I will loading R packages (rvest and jsonlite) to assist with loading the HTML and JSON files into data frames in R and to perform necessary transformation so that the resulting data frames share the same structure, columns names, and data type for smooth data analysis and comparison.

Sources:

Codebase

Code

#load required packages
library(rvest)
library(jsonlite)

# 1. Load manual made book HTML from Github repository

html_link <- "https://raw.githubusercontent.com/meiqing39/DATA-607/refs/heads/main/books.html"

# Read HTML file, locate table element, change into a data frame
html_dftable <- read_html(html_link) |>
  html_element("table") |>
  html_table()

print("HTML Data Frame:")

[1] "HTML Data Frame:"

Code

print(html_dftable)

# A tibble: 3 × 5
  title                                 authors publication_year publisher genre
  <chr>                                 <chr>              <int> <chr>     <chr>
1 Girlhood                              Meliss…             2021 Bloomsbu… Memo…
2 The High 5 Habit                      Mel Ro…             2021 Hay House Self…
3 Burnout: The Secret to Unlocking the… Emily …             2019 Ballanti… Heal…

Code

# 2. Load manual made book JSON from Github repository

json_link <- "https://raw.githubusercontent.com/meiqing39/DATA-607/refs/heads/main/books.json"

# Read JSON file into a data frame
json_table <- fromJSON(json_link)

print("JSON Data Frame:")

[1] "JSON Data Frame:"

Code

print(json_table)

                                              title
1                                          Girlhood
2                                  The High 5 Habit
3 Burnout: The Secret to Unlocking the Stress Cycle
                        authors publication_year        publisher
1                 Melissa Febos             2021       Bloomsbury
2                   Mel Robbins             2021        Hay House
3 Emily Nagoski; Amelia Nagoski             2019 Ballantine Books
                genre
1     Memoir / Essays
2           Self-Help
3 Health / Psychology

Code

# 3. Prepare and Compare

# Check for differences using all.equal() (which describes differences) 
# and identical() (which gives a strict TRUE/FALSE)
comparing <- all.equal(html_dftable, json_table)
exact_match <- identical(html_dftable, json_table)

print("Are the html and json data frames identical?")

[1] "Are the html and json data frames identical?"

Code

print(exact_match)

[1] FALSE

Code

# If they are not identical, print specific differences
if(!exact_match) {
  print("Differences found:")
  print(comparing)
}

[1] "Differences found:"
[1] "Attributes: < Component \"class\": Lengths (3, 1) differ (string compare on first 1) >"
[2] "Attributes: < Component \"class\": 1 string mismatch >"

Code

# HTML was a tibble before, convert into standard data frame
html_dftable <- as.data.frame(html_link)

# Double check
all.equal(html_dftable, json_table)

[1] "Names: 1 string mismatch"                                               
[2] "Attributes: < Component \"row.names\": Numeric: lengths (1, 3) differ >"
[3] "Length mismatch: comparison on first 1 components"                      
[4] "Component 1: Lengths (1, 3) differ (string compare on first 1)"         
[5] "Component 1: 1 string mismatch"

Code

identical(html_dftable, json_table)

[1] FALSE

Conclusion

After loading the manually created HTML and JSON files into R, I compared the 2 converted data frames to find out if they were identical.
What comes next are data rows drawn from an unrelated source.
Issue #1246, opened 2019-02-24
Please provide AppImage for download


probonopd:
https://colobot.info/download-colobot-gold/ has an AppImage but it is contained inside an archive.

Please __DO NOT__ put an AppImage into another archive like a `.zip` or `.tar.gz`. While it may be tempting to avoid users having to set permission, this breaks desktop integration with the optional `appimaged` daemon, among other things. Besides, the beauty of the AppImage format is that you never need to unpack anything. Furthermore, packing an AppImage into some form of archive prevents the AppImage from being added to the central catalog of available AppImages at https://github.com/AppImage/AppImageHub.

Reference:
https://github.com/AppImage/AppImageKit/wiki/Creating-AppImages#common-mistake

MrSimbax:
We didn't do that because the AppImage requires `data` and `lang` folders to work. We have yet to figure out how to embed them inside the AppImage. We'll probably update our download page once we do that.

I personally didn't see any problems with putting it inside archive but I'm more used to Windows way of distributing software and treat AppImage more like a static executable than a container. Thanks for admonishing us though.

probonopd:
Are the data and lang folders changing or do they contain static (non-changing) data?

* If the data is not changing, then you can simply put them inside the AppImage.
* If the data is changing, then it should be copied from the AppImage to somewhere into `$HOME` upon the first launch of the application, and then used from there.

MrSimbax:
They contain static data. We tried putting them inside AppImage but Colobot refuses to load them. I don't know the details as I haven't tried it myself so I'll ping @tomangelo2 here.

MrSimbax:
By the way, should AppImage by default create user-specific save files in the directory it's in or in other directory? Currently they reside in `$XDG_DATA_HOME`. Is there a way to create a directory like `Colobot-x86_64.AppImage.data` for `$XDG_DATA_HOME` like it is possible for `$HOME` (`Colobot-x86_64.AppImage.home`)?

probonopd:
`$XDG_DATA_HOME` is correct. No need to change.

tomangelo2:
I've already created an issue about that https://github.com/colobot/colobot/issues/1245.
The problem is that engine does looks for data and lang directories in folder where AppImage is stored, not inside of directories mounted by AppImage. That's why we couldn't make it to work in proper way. I've made some research, turns out SDL2 might come handy here, if not then there is `binreloc` library to help https://github.com/limbahq/binreloc.

[...]

Issue #1245, opened 2019-02-23
Better support for binary relocation


tomangelo2:
From 0.1.12 release we've decided to deliver AppImage for Linux builds, but it's not in proper way this image should be delivered. Instead of one file with everything inside of it, there are `data` and `lang` directories next to it. This is because Colobot - when set to relative paths - is searching for files in directory where AppImage file is placed. Instead it should look inside directories mounted by AppImage.

PR #1247, opened 2019-02-24
Add support for binary relocation

MrSimbax:
The changes are required for AppImage to work (#1246).

The changes could break the standard building process for Linux (the paths hardcoded in binary are now relative) so probably package maintainers should try them before we merge them.

I have no ability to test the OS X build either.

And I can confirm that the changes work since I created AppImage for release 0.1.12-alpha with them patched. AppImage from Jenkins (DEV_BUILD=1) does not have embedded data files and still uses work directory which should be more comfortable for testers and developers in my opinion.

Haven't yet did any other tests, so building process for Windows should also be tried.

**tl;dr:** I haven't tested it except on AppImage. Please try it so we know that it can be safely merged.

Related issue: #1245


krzys-h:
I think it would be better to keep the old behavior as a fallback and for backwards compatibility. That is e.g. how nmap does things. And while we're at it, most software also allows you to override the data dir path using environment variables, we could add that as well.

Using local dir rather than base dir in dev builds makes no sense at all... 

Also, how about generating the relative paths in cmake rather than hardcoding them? That would allow for easier customization by just changing the INSTALL path without having to remember about the relative variants. In that case, maybe USE_RELATIVE_PATHS (defaulting to true) rather than leaving the old behavior would be a better idea. That would also probably deprecate PORTABLE since it would be equivalent to customizing the install paths with relative paths enabled (which is the only reason you couldn't do that earlier).

MrSimbax:
> And while we're at it, most software also allows you to override the data dir path using environment variables, we could add that as well.

Could give an example how should it work in Colobot?

> Using local dir rather than base dir in dev builds makes no sense at all... the point was to use something else than system-wide install directory, with relative paths there is no point of doing that.

I didn't know what was the original purpose of this flag. I agree it's ugly workaround though, I used it only to keep the debug AppImage in Jenkins working.

So let me see if I understand correctly since I have some doubts. Working directory only matters to the `saves` folder, nothing else. Assume `CMAKE_INSTALL_PREFIX=install` for simplicity.

When `USE_RELATIVE_PATHS=1` then CMake generates relative paths automatically (somehow) for `data` and `lang`. CMake of course installs `data` to `install/data` or `install/share/games/colobot` depending on platform and flags. But the binary has got hard coded the **generated** relative paths: `data` or `../share/games/colobot`. It uses basedir to determine the real paths at runtime.

Assume `USE_RELATIVE_PATHS=0` then we have old behaviour and the binary has got hard coded paths `absolutePath(install)/data` or `absolutePath(install)/share/games/colobot`.

So, you still need the `PORTABLE` flag to distinguish between `install/data` and `install/share/games/colobot`. Unless you want people to manually specify all the `COLOBOT_INSTALL_*` variables. Or Windows has relative paths anyway to the workdir and we assume that no one ever will want the `PORTABLE` behaviour on Linux. Maybe then this flag could be removed but it would only make things harder if for example I actually wanted the `PORTABLE` behaviour on Linux with paths other than the share slash games slash something thing, like when I'm working locally and want to create either the AppImage or have it in my `/usr/local`. I would have to specify all the `COLOBOT_INSTALL_*` variables in the command line or modify `CMakeLists.txt`.

> USE_RELATIVE_PATHS (defaulting to true) rather than leaving the old behavior

I don't understand this part - how would it remove the old behaviour? Isn't the whole point of this variable to have both behaviours?
And if we want to keep backwards compatibility, so I don't know, package maintainers don't have to update their scripts, then the USE_RELATIVE_PATHS defaulting to true is opposite to the compatibility since it introduces new behaviour by default which *could* potentially break something (although probably nothing will break since the final paths at run-time will probably be the same as always in this case but that's not the point).

I want to make sure we have the same idea before I start working on it.

krzys-h:
Assume \<basedir\> means the directory where the main application binary is placed

---

> > And while we're at it, most software also allows you to override the data dir path using environment variables, we could add that as well.
>
> Could you give an example how should it work in Colobot?

The search path would be as follows:
1. If -datadir is specified on the commandline, use that
2. If not, check if the COLOBOT_DATA_DIR environment variable exists. If it does, use that.
3. Finally, use the default of ../share/colobot or whatever

This lets you change the data dir by modifying your environment variables without having to specify explicit -datadir every time (and without recompilation of course), something like this is supported in basically every Linux program that needs addditional data files that I looked at.

>> Using local dir rather than base dir in dev builds makes no sense at all... the point was to use something else than system-wide install directory, with relative paths there is no point of doing that.
>
> I didn't know what was the original purpose of this flag. I agree it's ugly workaround though, I used it only to keep the debug AppImage in Jenkins working.

The point of `./data` was just to have a relative path rather than an absolute one, and I just never thought about making it `<basedir>/data` before. There is no point in keeping it relative to the work dir now that we have a better solution.

Ah... I think I get it now. For appimage, `<basedir>` would be inside the image and `.` is outside, right? That breaks the whole idea of having binary and data as separate packages. The perfect thing would be to somehow make it appimage-file-relative for Jenkins builds so that `./some/random/path/colobot.AppImage` works, but I'm not sure anything like that exists. In ether case, we may need yet another flag to switch this behaviour - not DEV_BUILD though, you don't want your local dev builds randomly switching to using workdir rather than basedir.

> Working directory only matters to the `saves` folder, nothing else.

... in PORTABLE_SAVES builds, I assume?

No. I didn't know what I was doing when I initially implemented it / was too lazy to figure out how to find the basedir. Typing `colobot` in the terminal shouldn't start dropping random things in whatever directory I happen to be in (assuming you have it on PATH). If colobot is installed system-wide then it should use the system user directory (`~/whatever`), if this is a fully portable build, it should be basedir-relative `<basedir>/saves`. I'm not sure what the convention is for appimage, but my guess would be the user directory - that is how every single precompiled Linux binary I ever used worked (which is probably why I never complained about our portable Windows builds doing that).

---

> When `USE_RELATIVE_PATHS=1` then CMake generates relative paths automatically (somehow) for `data` and `lang`. CMake of course installs `data` to `install/data` or `install/share/games/colobot` depending on platform and flags. But the binary has got hard coded the **generated** relative paths: `data` or `../share/games/colobot`. It uses basedir to determine the real paths at runtime.

Exactly. For standard Linux setup, you have:
INSTALL_PREFIX: /usr/local
BINARY_INSTALL_DIR: ${INSTALL_PREFIX}/games/
LIB_INSTALL_DIR ${INSTALL_PREFIX}/lib/colobot/
DATA_INSTALL_DIR: ${INSTALL_PREFIX}/share/games/colobot/
LANG_INSTALL_DIR: ${INSTALL_PREFIX}/share/locale/
but CMake transforms these to the following `#define`s in the binary (basedir-relative, NOT workdir-relative):
DEFAULT_DATA_DIR ../share/games/colobot
DEFAULT_LANG_DIR ../share/locale

(Also, I just noticed: this setup is still not really relocatable since on Linux libraries often use hardcoded paths so it will always load libCBot.so from /usr/local/lib/colobot/libCBot.so, but I guess appimage deals with that already.)

For Windows, you have
INSTALL_PREFIX: ./some_output_dir
BINARY_INSTALL_DIR: ${INSTALL_PREFIX}/
LIB_INSTALL_DIR ${INSTALL_PREFIX}/
DATA_INSTALL_DIR: ${INSTALL_PREFIX}/data/
LANG_INSTALL_DIR: ${INSTALL_PREFIX}/lang/
which would transform into
DEFAULT_DATA_DIR ./data
DEFAULT_LANG_DIR ./lang

> Assume `USE_RELATIVE_PATHS=0` then we have old behaviour and the binary has got hard coded paths `absolutePath(install)/data` or `absolutePath(install)/share/games/colobot`.

Exactly. This is probably the right setup to use when building non-appimage Linux builds, for OS packages etc. - but I guess we should ask package maintainers about that.

That makes me doubt what the default should be... On Linux, the default should probably be USE_RELATIVE_PATHS=0 unless building appimage or portable build, on Windows the default should always be USE_RELATIVE_PATHS=1 because this is what is usually expected of Windows programs.

> So, you still need the `PORTABLE` flag to distinguish between `install/data` and `install/share/games/colobot`. Unless you want people to manually specify all the `COLOBOT_INSTALL_*` variables. Or Windows has relative paths anyway to the workdir and we assume that no one ever will want the `PORTABLE` behaviour on Linux. Maybe then this flag could be removed but it would only make things harder if for example I actually wanted the `PORTABLE` behaviour on Linux with paths other than the share slash games slash something thing, like when I'm working locally and want to create either the AppImage or have it in my `/usr/local`. I would have to specify all the `COLOBOT_INSTALL_*` variables in the command line or modify `CMakeLists.txt`.

That is basically what I was trying to say. We don't *need* PORTABLE anymore, but I guess it can be used as a shortcut. It just doesn't do anything that can't be achieved by modifying other flags now.

> > USE_RELATIVE_PATHS (defaulting to true) rather than leaving the old behavior
>
> I don't understand this part - how would it remove the old behaviour? Isn't the whole point of this variable to have both behaviours?

I was just referring to the first part of my comment where I suggested having both of them and using the hardcoded one if we can't find the files in the relative one. Now we only have one or the other, chosen at compile time.

MrSimbax:
> Ah... I think I get it now. For appimage, `<basedir>` would be inside the image and `.` is outside, right? That breaks the whole idea of having binary and data as separate packages. The perfect thing would be to somehow make it appimage-file-relative for Jenkins builds so that `./some/random/path/colobot.AppImage` works, but I'm not sure anything like that exists. In ether case, we may need yet another flag to switch this behaviour - not DEV_BUILD though, you don't want your local dev builds randomly switching to using workdir rather than basedir.

Yes, when you run AppImage the contents is mounted in some directory in `/tmp` and the binary is run from there. If you look at the logs when you run Colobot AppImage you can clearly see from where the `data` content is loaded from. That was the whole point of issue #1246 and it's the main purpose of this pull request to make it work.

Of course it breaks the idea of separate packages, AppImage is supposed to be the whole package with all the static data it needs to work. I'm not sure what the flag should be then though, `LOAD_DATA_FROM_WORKING_DIR`? `DEBUG_APPIMAGE_BUILD`? `USE_WORKING_DIR_PATHS`?

>For Windows, you have
INSTALL_PREFIX: ./some_output_dir
BINARY_INSTALL_DIR: ${INSTALL_PREFIX}/
LIB_INSTALL_DIR ${INSTALL_PREFIX}/
DATA_INSTALL_DIR: ${INSTALL_PREFIX}/data/
LANG_INSTALL_DIR: ${INSTALL_PREFIX}/lang/
which would transform into
DEFAULT_DATA_DIR ./data
DEFAULT_LANG_DIR ./lang

Should it be `./data` or `data`? `<basedir>./data` looks weird.

MrSimbax:
I think I misunderstood the whole purpose of AppImage and we shouldn't use it for debug builds for Jenkins after all. We should just compile it statically in Jenkins with portable paths. I am not sure how to do that though, I have never managed to compile anything statically in Linux. So I think that AppImage from Jenkins should be treated as temporary solution (it just simulates static linking by putting all the dynamically linked variables inside AppImage). It should probably have portable paths.

krzys-h:
> Of course it breaks the idea of separate packages, AppImage is supposed to be the whole package with all the static data it needs to work. I'm not sure what the flag should be then though, `LOAD_DATA_FROM_WORKING_DIR`? `DEBUG_APPIMAGE_BUILD`? `USE_WORKING_DIR_PATHS`?

I had no idea for a name either, that''s why I didn't mention any.

>>For Windows, you have
INSTALL_PREFIX: ./some_output_dir
BINARY_INSTALL_DIR: ${INSTALL_PREFIX}/
LIB_INSTALL_DIR ${INSTALL_PREFIX}/
DATA_INSTALL_DIR: ${INSTALL_PREFIX}/data/
LANG_INSTALL_DIR: ${INSTALL_PREFIX}/lang/
which would transform into
DEFAULT_DATA_DIR ./data
DEFAULT_LANG_DIR ./lang
>
>Should it be `./data` or `data`? `<basedir>./data` looks weird.

Doesn't matter really, I just added it for clarity - it resolves to the same path

> We should just compile it statically in Jenkins with portable paths. I am not sure how to do that though, I have never managed to compile anything statically in Linux.

I would have done that a long time ago if it was that easy :P You need a version of each library that was made for static linking (.a rather than .so) and these are not provided anywhere with the standard packages afaik, so you would need to build all libraries from source with proper flags to generate these. And you would also need to build all their dependencies. And the dependencies of their dependencies. Ugh. And the binary after that would probably be >100 MB big like the MXE one.

tomangelo2:
`and these are not provided anywhere with the standard packages afaik`
https://askubuntu.com/questions/1052434/is-it-possible-to-install-static-libraries-from-apt-in-18-04-x86-64
Actually in `apt` based distributions there are `.a` libraries in `/usr/lib/x86_64-linux-gnu/` directory. It just requires to override `-lsomelib` flag with `-l:somelib.a` for every library used in project. Also there are already few flags in CMake to link some libs statically, but I've never checked them if they works. There is also `-static` flag.

krzys-h:
I don't remember what the exact problem was then, maybe it changed or it was just a few dependencies missing. I remember just that it would involve more manual compilation than I was willing to do at the time.

MrSimbax:
This pull request is ready for code review and testing.

Changes:

- Saves are now loaded (as fallback or with `PORTABLE_SAVES` flag) from the base directory instead of the working directory.
- Added a new option to CMakeLists: `USE_RELATIVE_PATHS`.
    - It's turned off by default for backwards compatibility on Linux. On Windows it should be on by default, but I don't know how to do that, so it must be enabled by hand (yeah, another flag to remember for Windows builds).
    - It's always turned on with the `PORTABLE` flag, regardless of the operating system. Note that for Windows the `PORTABLE` flag doesn't really change anything.
    - It only matters for `data` and `lang` directories.
    - If it's off, then the **absolute** paths to `data` and `lang` are hardcoded into the binary. This is meant for Linux non-portable installations.
    - If it's on, then the **relative to the binary** paths to `data` and `lang` are hardcoded into the binary. This is meant for AppImage, Windows and portable installations. **Note:** This flag must be specified by hand for Windows, I don't know how to change the default based on the platform used.
    - The relative paths are generated from the `COLOBOT_INSTALL_*` variables automatically.
- Generally, all the working directory paths in the game are now binary relative. At least the ones considered in the pull request.

The changes are not supported for OS X as I don't have it, so I can't test them. Also I have no idea how things should work on OS X so I'd rather not blindly touch it.

Another note: since lib paths in Linux binaries are apparently hardcoded, then, if my understanding is correct, this means that in order to make the Linux not-AppImage build truly portable, `CBOT_STATIC` should also be on.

The identical() function returned FALSE, highlighting a few key technical differences in how R packages parse these distinct file formats:

rvest package imported HTML as a tibble while jsonlite package imports JSON file as a standard data frame
There was a header case sensitivity, and comparison failed on the first render because of mismatch header formating (e.g Publish Year vs publish_year). To fix this, I used lower case for the headers since R is very case-sensitive (ex: publication_year in both). This kept everything consistent before loading into R

The information on both the book match perfectly in terms of details however, the underlying data structures and assigned data typed differ based on the parsing packaged used on them and how they were read with these packages.